= Phillip Markey =

American politician (1913–2003)

Phillip Markey (August 1, 1913 - January 7, 2003) was an American lawyer who served one term as a Progressive member of the Wisconsin State Assembly. He was from Milwaukee, Wisconsin.

== Background ==
Markey was born in Milwaukee on August 1, 1913. He attended the Fourth Street School, the Ninth Street School, Lincoln High School, Milwaukee State Teachers College, and Marquette University. He received his LL.B. degree from the University of Wisconsin Law School and was admitted to the bar in 1940. He worked for the Smith Steel Company and the Sivyer Steel Company.

== Legislature ==
In 1942, Markey was narrowly declared victor in a five-way race, after a recount, winning election as a Progressive to succeed Socialist Ben Rubin in Milwaukee County's Sixth Assembly district (the Sixth Ward of the City of Milwaukee). A voting recount happened because African American Republican, Cleveland Moland Colbert was initially declared the winner, but after the recount Markey was only 10 votes higher. Markey had polled 1458 votes, to 1448 for Republican Cleveland Colbert; 917 for Democrat Charles Bennett; 652 for Independent Progressive Joseph Alberti; and 109 for Socialist Robert Repas. He was assigned to the standing committee on printing.

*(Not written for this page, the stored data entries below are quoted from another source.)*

PR #3092, opened 2022-04-21
Billing - fix - payment method spinner

ClaudeROSSI:
spinner now properly shown when adding a payment method

### DIFF
--- a/src/app/pages/users/user/payment-methods/payment-method/stripe/stripe-payment-method.component.ts
+++ b/src/app/pages/users/user/payment-methods/payment-method/stripe/stripe-payment-method.component.ts
@@ -1,4 +1,3 @@
-/* eslint-disable @typescript-eslint/member-ordering */
 import { Component, ElementRef, Input, OnInit, ViewChild } from '@angular/core';
 import { AbstractControl, FormControl, FormGroup } from '@angular/forms';
 import { MatDialogRef } from '@angular/material/dialog';
@@ -21,9 +20,7 @@ import { PaymentMethodDialogComponent } from '../payment-method.dialog.component
   templateUrl: 'stripe-payment-method.component.html',
   styleUrls: ['stripe-payment-method.component.scss']
 })
-
 export class StripePaymentMethodComponent implements OnInit {
-
   @Input() public inDialog!: boolean;
   @Input() public dialogRef!: MatDialogRef<PaymentMethodDialogComponent>;
   @Input() public currentUserID!: string;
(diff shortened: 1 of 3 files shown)


src/app/pages/users/user/payment-methods/payment-method/stripe/stripe-payment-method.component.ts
```diff
@@ -143,72 +144,61 @@ export class StripePaymentMethodComponent implements OnInit {
...
+    return result;
   }
 
-  public close(saved: boolean = false) {
-    if (this.inDialog) {
-      this.dialogRef.close(saved);
+  private async attachPaymentMethod(operationResult: {setupIntent?: SetupIntent; error?: StripeError}) {
+    try {
+      this.spinnerService.show();
+      const response: BillingOperationResult = await this.centralServerService.setupPaymentMethod({
```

Markey ran for re-election in 1944 as a Republican, and was defeated in a three-way race by African American Democrat Le Roy Simmons, although he did finish ahead of the Progressive candidate. He ran again in the 1946 Republican primary election for the chance to face Simmons (by this time Wisconsin's Progressives had merged back into the Republican Party), but was unsuccessful, coming in second in a five-way race.

== After the legislature ==

After leaving the Assembly, Markey went back to the practice of law in Milwaukee, where he had been practicing since 1939. In 1951, the Supreme Court of Wisconsin ruled that he and his brother Maurice (also a lawyer) had been guilty of unprofessional conduct. Four counts are contained in the complaint. They are that the defendants were guilty of unprofessional conduct in that they conspired and acted together:

1. To secure advantages to themselves to the prejudice of the interests of their clients;
2. To injure their clients' interests by threatening to withdraw, and withdrawing from, the defense of litigation, at the time set for the trial thereof, with the intent and purpose of forcing their clients to execute agreements to the advantage and benefit of the defendants;
3. To use for their own benefit and the benefit of others and against the interests of their former clients, information acquired from their clients in the course of their employment as attorneys;
4. To attempt to injure their former clients, after withdrawing as attorneys from a case set for trial, by disclosing to the attorney for the adverse party that they had information acquired by them as attorneys which could be made available to the adverse party upon the trial of such cause and which would assist in establishing the cause of the adverse party.

While they were not disbarred, they were reprimanded, and their licenses to practice were suspended until they paid the costs of the proceeding against them, which, the Court noted, "it appears will involve a considerable sum".